## [Goal of the exercise]
Every line below that has "removed" in it should be copied.

(Collected data)
------------

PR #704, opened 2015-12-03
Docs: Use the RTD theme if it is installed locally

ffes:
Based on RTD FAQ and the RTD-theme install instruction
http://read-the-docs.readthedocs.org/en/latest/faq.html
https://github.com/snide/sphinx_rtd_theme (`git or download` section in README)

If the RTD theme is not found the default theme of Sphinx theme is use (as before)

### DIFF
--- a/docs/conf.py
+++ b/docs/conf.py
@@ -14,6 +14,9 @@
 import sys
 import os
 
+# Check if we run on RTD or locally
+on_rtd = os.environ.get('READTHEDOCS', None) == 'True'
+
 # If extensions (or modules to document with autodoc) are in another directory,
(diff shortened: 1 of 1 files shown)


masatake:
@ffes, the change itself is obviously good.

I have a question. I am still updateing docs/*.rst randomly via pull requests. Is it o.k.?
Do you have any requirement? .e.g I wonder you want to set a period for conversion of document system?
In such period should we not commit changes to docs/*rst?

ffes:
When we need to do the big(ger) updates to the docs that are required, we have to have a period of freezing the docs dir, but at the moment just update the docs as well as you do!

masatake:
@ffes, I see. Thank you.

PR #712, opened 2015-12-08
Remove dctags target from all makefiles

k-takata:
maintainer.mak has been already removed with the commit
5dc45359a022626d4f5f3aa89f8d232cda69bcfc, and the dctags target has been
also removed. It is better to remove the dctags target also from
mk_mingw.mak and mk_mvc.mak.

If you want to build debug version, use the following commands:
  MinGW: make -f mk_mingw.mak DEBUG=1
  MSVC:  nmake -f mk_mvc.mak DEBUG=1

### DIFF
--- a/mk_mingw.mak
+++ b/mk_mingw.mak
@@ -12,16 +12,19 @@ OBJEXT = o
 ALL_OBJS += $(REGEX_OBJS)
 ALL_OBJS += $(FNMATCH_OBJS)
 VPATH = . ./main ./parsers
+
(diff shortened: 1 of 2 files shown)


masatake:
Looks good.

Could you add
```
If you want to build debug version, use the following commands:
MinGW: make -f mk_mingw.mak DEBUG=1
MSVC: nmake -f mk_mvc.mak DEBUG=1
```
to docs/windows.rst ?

------------

## [Final answer]
maintainer.mak has been already removed with the commit
also removed. It is better to remove the dctags target also from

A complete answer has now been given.